:: EXERCISE DATA

PR #9985, opened 2023-11-29
Store entities with scheduled Folia EntityScheduler tasks in a set to avoid unnecessary checks and unnecessary iterations thru all entities

MrPowerGamerBR:
This is an alternative implementation of #9984, based on the patch that I'm running on my server. https://github.com/SparklyPower/SparklyPaper/blob/ver/1.20.2/patches/server/0010-Skip-EntityScheduler-s-executeTick-checks-if-there-i.patch

In my opinion this PR is better than other PR because it is cleaner and better, but it is more complex than the other one. I haven't tested on Folia tho to see if there is any concurrency issues BUT I think there wouldn't be any, all checks are made within the `stateLock` synchronized block.

Folia's EntityScheduler `executeTick` loop in `MinecraftServer`'s `tickChildren` is slooooow if you have a lot of entities (example: for a server with 15k entities, [it uses ~1.7ms every tick](https://spark.lucko.me/eRvT1QqnI0), even if none of your plugins are using Folia's EntityScheduler)

To workaround this, we keep all entities with scheduled tasks into a concurrent set, and we loop that concurrent set instead of looping thru all world's entities. Yes, I know, the scheduler increments the `tickCount`, but that doesn't matter since all the scheduled tasks are "relative" to the current tick count, not bound to the server's tick count. As long as we keep ticking the tick count when there are pending tasks, it works fine.

The biggest performance boost comes from not needing to do all the checks `executeTick` does. Most server entities won't ever use a entity scheduler anyway, just think about it: Are plugins really going to add a scheduler to each item frame, each armor stand, each dropped item, each... you get my point. This also has a nice performance boost compared to #9984 because we don't need to iterate thru all entities that exist in all worlds, we only need to iterate the entities that we know that have pending tasks.

About set vs list: *Maybe* it would be better to use a list, I have used a set because it needed to be concurrent, but I could change to a list (it would require some synchronization checks tho)

If anyone wants to reproduce the performance impact: Just spawn a bunch of entities, I used Armor Stands to test this, but any entity should work.

**Profiler Before the Changes:** https://spark.lucko.me/eRvT1QqnI0
**Profiler After the Changes:** *haven't done it yet but just pretend it is the same profiler result but with 0% lag because we are iterating a set with 0 entries*

### DIFF
--- a/patches/server/0851-Folia-scheduler-and-owned-region-API.patch
+++ b/patches/server/0851-Folia-scheduler-and-owned-region-API.patch
@@ -45,15 +45,16 @@ index d2dee700f2c5cc7d6a272e751a933901fe7a55b6..834b85f24df023642f8abf7213fe578a
          } catch (Throwable ex) {
 diff --git a/src/main/java/io/papermc/paper/threadedregions/EntityScheduler.java b/src/main/java/io/papermc/paper/threadedregions/EntityScheduler.java
 new file mode 100644
-index 0000000000000000000000000000000000000000..62484ebf4550b05182f693a3180bbac5d5fd906d
+index 0000000000000000000000000000000000000000..ba5ff3af4d3af6f8ec4a47262aafb50ff1348549
 --- /dev/null
 +++ b/src/main/java/io/papermc/paper/threadedregions/EntityScheduler.java
-@@ -0,0 +1,181 @@
+@@ -0,0 +1,191 @@
 +package io.papermc.paper.threadedregions;
 +
 +import ca.spottedleaf.concurrentutil.util.Validate;
 +import io.papermc.paper.util.TickThread;
 +import it.unimi.dsi.fastutil.longs.Long2ObjectOpenHashMap;
++import net.minecraft.server.MinecraftServer;
 +import net.minecraft.world.entity.Entity;
 +import org.bukkit.craftbukkit.entity.CraftEntity;
 +
@@ -87,6 +88,7 @@ index 0000000000000000000000000000000000000000..62484ebf4550b05182f693a3180bbac5
 +     * The Entity. Note that it is the CraftEntity, since only that class properly tracks world transfers.
 +     */
 +    public final CraftEntity entity;
++    public final MinecraftServer server;
 +
 +    private static final record ScheduledTask(Consumer<? extends Entity> run, Consumer<? extends Entity> retired) {}
 +
@@ -97,7 +99,8 @@ index 0000000000000000000000000000000000000000..62484ebf4550b05182f693a3180bbac5
 +
 +    private final ArrayDeque<ScheduledTask> currentlyExecuting = new ArrayDeque<>();
 +
-+    public EntityScheduler(final CraftEntity entity) {
++    public EntityScheduler(final MinecraftServer server, final CraftEntity entity) {
++        this.server = Validate.notNull(server);
 +        this.entity = Validate.notNull(entity);
 +    }
 +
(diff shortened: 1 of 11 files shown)


patches/server/0975-Folia-scheduler-and-owned-region-API.patch
```diff
@@ -1121,26 +1131,30 @@ index 0000000000000000000000000000000000000000..d306f911757a4d556c82c0070d4837db
...
-index 9fff00b3706a97ba71a80f2ba39577b229325e02..1bac9f7894321b5710f5475f6598ec9f3ccd94d3 100644
+index 9fff00b3706a97ba71a80f2ba39577b229325e02..27d134de7788886c4d9cb614e0206661fe53dd34 100644
 --- a/src/main/java/net/minecraft/server/MinecraftServer.java
 +++ b/src/main/java/net/minecraft/server/MinecraftServer.java
-@@ -1466,6 +1466,20 @@ public abstract class MinecraftServer extends ReentrantBlockableEventLoop<TickTa
+@@ -305,6 +305,7 @@ public abstract class MinecraftServer extends ReentrantBlockableEventLoop<TickTa
+     public volatile Thread shutdownThread; // Paper
+     public volatile boolean abnormalExit = false; // Paper
+     public boolean isIteratingOverLevels = false; // Paper
++    public final Set<org.bukkit.craftbukkit.entity.CraftEntity> entitiesWithScheduledTasks = java.util.concurrent.ConcurrentHashMap.newKeySet(); // Paper - Folia schedulers
```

::::

**WHAT IS BEING ASKED**: Restate verbatim the first line above and all lines after it through the line containing "using Folia's EntityScheduler)"; omit the rest.

**SOLUTION**:
PR #9985, opened 2023-11-29
Store entities with scheduled Folia EntityScheduler tasks in a set to avoid unnecessary checks and unnecessary iterations thru all entities

MrPowerGamerBR:
This is an alternative implementation of #9984, based on the patch that I'm running on my server. https://github.com/SparklyPower/SparklyPaper/blob/ver/1.20.2/patches/server/0010-Skip-EntityScheduler-s-executeTick-checks-if-there-i.patch

In my opinion this PR is better than other PR because it is cleaner and better, but it is more complex than the other one. I haven't tested on Folia tho to see if there is any concurrency issues BUT I think there wouldn't be any, all checks are made within the `stateLock` synchronized block.

Folia's EntityScheduler `executeTick` loop in `MinecraftServer`'s `tickChildren` is slooooow if you have a lot of entities (example: for a server with 15k entities, [it uses ~1.7ms every tick](https://spark.lucko.me/eRvT1QqnI0), even if none of your plugins are using Folia's EntityScheduler)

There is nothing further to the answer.